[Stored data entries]
PR #4871, opened 2020-10-07
Skaffold init support for polyglot-maven projects

MarlonGamez:
Fixes https://github.com/GoogleContainerTools/skaffold/issues/4335

Adds support for `skaffold init` to detect jib as a builder in different pom file extensions that are supported by https://github.com/takari/polyglot-maven.

I've added tests for a couple of extensions, but wasn't sure if I should for each case because I didn't want to clutter the tests with what is essentially just testing string matching

### DIFF
--- a/pkg/skaffold/build/jib/init.go
+++ b/pkg/skaffold/build/jib/init.go
@@ -89,13 +89,30 @@ func validate(path string, enableGradleAnalysis bool) []ArtifactConfig {
 	var builderType PluginType
 	var executable, wrapper, taskName, searchString, consoleFlag string
 	switch {
-	case strings.HasSuffix(path, "pom.xml"):
+	case isPomFile(path):
 		builderType = JibMaven
 		executable = "mvn"
 		wrapper = "mvnw"
 		searchString = "<artifactId>jib-maven-plugin</artifactId>"
 		taskName = "jib:_skaffold-init"
 		consoleFlag = "--batch-mode"
+
+		// Polyglot maven support: support pom files of different extension types
+		switch filepath.Ext(path) {
+		case ".atom", ".java", ".rb", ".kt", ".kts", ".ktm": // all define the plugin with similar syntax
+			searchString = ":jib-maven-plugin"
+		case ".clj":
+			searchString = "/jib-maven-plugin"
+		case ".groovy":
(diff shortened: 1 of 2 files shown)


pkg/skaffold/build/jib/init.go
```diff
@@ -89,13 +89,30 @@ func validate(path string, enableGradleAnalysis bool) []ArtifactConfig {
...
-	case strings.HasSuffix(path, "pom.xml"):
+	case isPomFile(path):
 		builderType = JibMaven
 		executable = "mvn"
 		wrapper = "mvnw"
 		searchString = "<artifactId>jib-maven-plugin</artifactId>"
 		taskName = "jib:_skaffold-init"
 		consoleFlag = "--batch-mode"
+
+		// Polyglot maven support: support pom files of different extension types
```
briandealwis, line 100: There's an easier and more robust way: polyglot maven [requires a `.mvn/extensions.xml` file](https://github.com/takari/polyglot-maven#usage).  Polyglot supports a bunch of other languages, including yaml 🙀

pkg/skaffold/build/jib/init.go
```diff
@@ -89,13 +89,30 @@ func validate(path string, enableGradleAnalysis bool) []ArtifactConfig {
 	var builderType PluginType
 	var executable, wrapper, taskName, searchString, consoleFlag string
 	switch {
-	case strings.HasSuffix(path, "pom.xml"):
+	case isPomFile(path):
 		builderType = JibMaven
 		executable = "mvn"
 		wrapper = "mvnw"
 		searchString = "<artifactId>jib-maven-plugin</artifactId>"
```
briandealwis, line 96: TBH I think just searching for `jib-maven-plugin` is enough.  After all, this string would be fooled if someone had `jib-maven-plugin` as a `<dependency>`.

MarlonGamez:
@briandealwis So do you think anything needs to be done beyond checking if something's a pom.* file and then searching for "jib-maven-plugin"?

briandealwis (approved):
I was going to say that we should check for the existence of `.mvn/extensions.xml`, but it could exist further up in the tree.  The chance of a pom.* that just happens to have the string `jib-maven-plugin` without being a Jib project is pretty slim.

_Task to carry out_. Exactly reproduce every line of the records.

_Output for this task_.
PR #4871, opened 2020-10-07
Skaffold init support for polyglot-maven projects

MarlonGamez:
Fixes https://github.com/GoogleContainerTools/skaffold/issues/4335

Adds support for `skaffold init` to detect jib as a builder in different pom file extensions that are supported by https://github.com/takari/polyglot-maven.

I've added tests for a couple of extensions, but wasn't sure if I should for each case because I didn't want to clutter the tests with what is essentially just testing string matching

### DIFF
--- a/pkg/skaffold/build/jib/init.go
+++ b/pkg/skaffold/build/jib/init.go
@@ -89,13 +89,30 @@ func validate(path string, enableGradleAnalysis bool) []ArtifactConfig {
 	var builderType PluginType
 	var executable, wrapper, taskName, searchString, consoleFlag string
 	switch {
-	case strings.HasSuffix(path, "pom.xml"):
+	case isPomFile(path):
 		builderType = JibMaven
 		executable = "mvn"
 		wrapper = "mvnw"
 		searchString = "<artifactId>jib-maven-plugin</artifactId>"
 		taskName = "jib:_skaffold-init"
 		consoleFlag = "--batch-mode"
+
+		// Polyglot maven support: support pom files of different extension types
+		switch filepath.Ext(path) {
+		case ".atom", ".java", ".rb", ".kt", ".kts", ".ktm": // all define the plugin with similar syntax
+			searchString = ":jib-maven-plugin"
+		case ".clj":
+			searchString = "/jib-maven-plugin"
+		case ".groovy":
(diff shortened: 1 of 2 files shown)


pkg/skaffold/build/jib/init.go
```diff
@@ -89,13 +89,30 @@ func validate(path string, enableGradleAnalysis bool) []ArtifactConfig {
...
-	case strings.HasSuffix(path, "pom.xml"):
+	case isPomFile(path):
 		builderType = JibMaven
 		executable = "mvn"
 		wrapper = "mvnw"
 		searchString = "<artifactId>jib-maven-plugin</artifactId>"
 		taskName = "jib:_skaffold-init"
 		consoleFlag = "--batch-mode"
+
+		// Polyglot maven support: support pom files of different extension types
```
briandealwis, line 100: There's an easier and more robust way: polyglot maven [requires a `.mvn/extensions.xml` file](https://github.com/takari/polyglot-maven#usage).  Polyglot supports a bunch of other languages, including yaml 🙀

pkg/skaffold/build/jib/init.go
```diff
@@ -89,13 +89,30 @@ func validate(path string, enableGradleAnalysis bool) []ArtifactConfig {
 	var builderType PluginType
 	var executable, wrapper, taskName, searchString, consoleFlag string
 	switch {
-	case strings.HasSuffix(path, "pom.xml"):
+	case isPomFile(path):
 		builderType = JibMaven
 		executable = "mvn"
 		wrapper = "mvnw"
 		searchString = "<artifactId>jib-maven-plugin</artifactId>"
```
briandealwis, line 96: TBH I think just searching for `jib-maven-plugin` is enough.  After all, this string would be fooled if someone had `jib-maven-plugin` as a `<dependency>`.

MarlonGamez:
@briandealwis So do you think anything needs to be done beyond checking if something's a pom.* file and then searching for "jib-maven-plugin"?

briandealwis (approved):
I was going to say that we should check for the existence of `.mvn/extensions.xml`, but it could exist further up in the tree.  The chance of a pom.* that just happens to have the string `jib-maven-plugin` without being a Jib project is pretty slim.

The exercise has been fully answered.